De leur côté, les socialistes ne se montrent pas surpris par le retrait annoncé de la réforme des retraites, ni par la volonté de la droite et du centre de rétablir le gel des prestations et pensions, même dans une version limitée. « Je pense que la discussion va être ferme de notre côté, elle sera très dure », anticipe Annie Le Houérou, cheffe de file du groupe socialiste sur le projet de loi. « Exclure seulement l’allocation adulte handicapée et les pensions de moins de 1 400 euros nous semble largement insuffisant. Il ne doit pas être question de geler les prestations sociales très faibles pour les gens qui en bénéficient », réagit-elle.

Fidèle à l’effort budgétaire proposé par le gouvernement, la majorité sénatoriale ne cautionnera pas pour autant tous les articles inscrits dans le texte. C’est par exemple le cas de la récupération par l’État des économies liées aux réformes 2025 et 2026 des allègements généraux de cotisations. Les transferts de TVA affectés à la Sécurité sociale, en guise de compensation, seront réduits d’autant, selon le projet de loi. « Sur les trois milliards d’euros que voudrait reprendre l’Etat, là, on n’est pas d’accord », fait savoir Élisabeth Doineau.

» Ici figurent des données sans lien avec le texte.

PR #26, opened 2019-12-09
Suppress smart_healthy metric if SMART not enabled

candlerb:
This makes it easier to distinguish "health unknown" from "health bad"

### DIFF
--- a/smartmon.sh
+++ b/smartmon.sh
@@ -102,7 +102,7 @@ parse_smartctl_scsi_attributes() {
 }
 
 parse_smartctl_info() {
-  local -i smart_available=0 smart_enabled=0 smart_healthy=0
+  local -i smart_available=0 smart_enabled=0 smart_healthy=
   local disk="$1" disk_type="$2"
   local model_family='' device_model='' serial_number='' fw_version='' vendor='' product='' revision='' lun_id=''
   while read line; do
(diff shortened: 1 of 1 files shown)


SuperQ:
We only do boolean values for these metrics, adding an additional set state isn't what we want to do here. It should be perfectly possible to get what you need by using PromQL expressions like `smart_available == 1 and smart_healthy == 1`.

candlerb:
How about suppressing smart_healthy and smart_enabled metrics entirely if SMART is not available?

SuperQ:
Yes, that would be a reasonable option. Then you can do things like `smart_available unless smart_healthy`.

candlerb:
Even documenting the metric semantics would be an improvement. I was surprised to find so many disks with apparently "not healthy" state, and had to dig into the source to work out why.

Something else that's surprising at the moment is that if SMART is enabled, you get smart_available=0:

```
    if [[ "${info_type}" == 'SMART_support_is' ]]; then
      case "${info_value:0:7}" in
      Enabled) smart_enabled=1 ;;
      Availab) smart_available=1 ;;
      Unavail) smart_available=0 ;;
      esac
    fi
```

Therefore the test you proposed (`smart_available == 1 and smart_healthy == 1`) would not work, although `smart_enabled == 1 and smart_healthy == 1` ought to.

What do you think about also setting both smart_available and smart_enabled to 1 when it is enabled?

(SMART enabled/available/unavailable might make more sense as a label, but that's a bigger change)

PR #28, opened 2019-12-12
Dedup attributes

0x5a17ed:
Pull request contains a few fixes:

* A previous change introduced a regression and cause a few SMART tests to fail. (namely device_is_active) This is fixed by allowing `smart_ctl` to fail again and opt out of error checks explicitly. 
* Small fix that caused python to interpret `\d` as en escape sequence.
* Add a `--wakeup-disks` command line argument to optionally wake up disks and query them for their SMART values.
* deduplicate SMART attributes when reporting them as metrics to prometheus.

The last change is the most controversial one I assume. I found a disk that reports the same attribute name under different IDs.

```
171 Program_Fail_Count      0x000a   000   000   000    Old_age   Always       -       7
181 Program_Fail_Count      0x000a   000   000   000    Old_age   Always       -       7
```

This causes the script to produce the output

```
smartmon_attr_value{name="program_fail_count",disk="/dev/pass1"} 0
smartmon_attr_value{name="program_fail_count",disk="/dev/pass1"} 0
```

which in turn causes prometheus to not be happy about it.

La majorité sénatoriale devrait également rejeter l’Ondam, l’objectif de dépenses d’assurance maladie, qui a pourtant été relevé à l’Assemblée nationale, sur l’initiative du gouvernement. La progression des dépenses de santé, d’abord fixée à 1,6 % dans le texte initial, a été corrigée à 2 %, en particulier pour tenir compte de la situation budgétaire dégradée des hôpitaux et des cliniques. Le niveau, même révisé, apparaît toutefois comme insincère aux yeux de plusieurs sénateurs.

« On juge cet Ondam insoutenable. Même si un milliard d’euros a été rajouté par amendement à l’Assemblée nationale, cela ne nous paraît pas tenable. Cette année, quand le comité d’alerte a rempli son rôle, des mesures d’arbitrage ont été décidées unilatéralement par le gouvernement », épingle Corinne Imbert, rapporteure (LR) de la branche maladie. Le Sénat avait déjà supprimé l’article fixant l’Ondam il y a deux ans.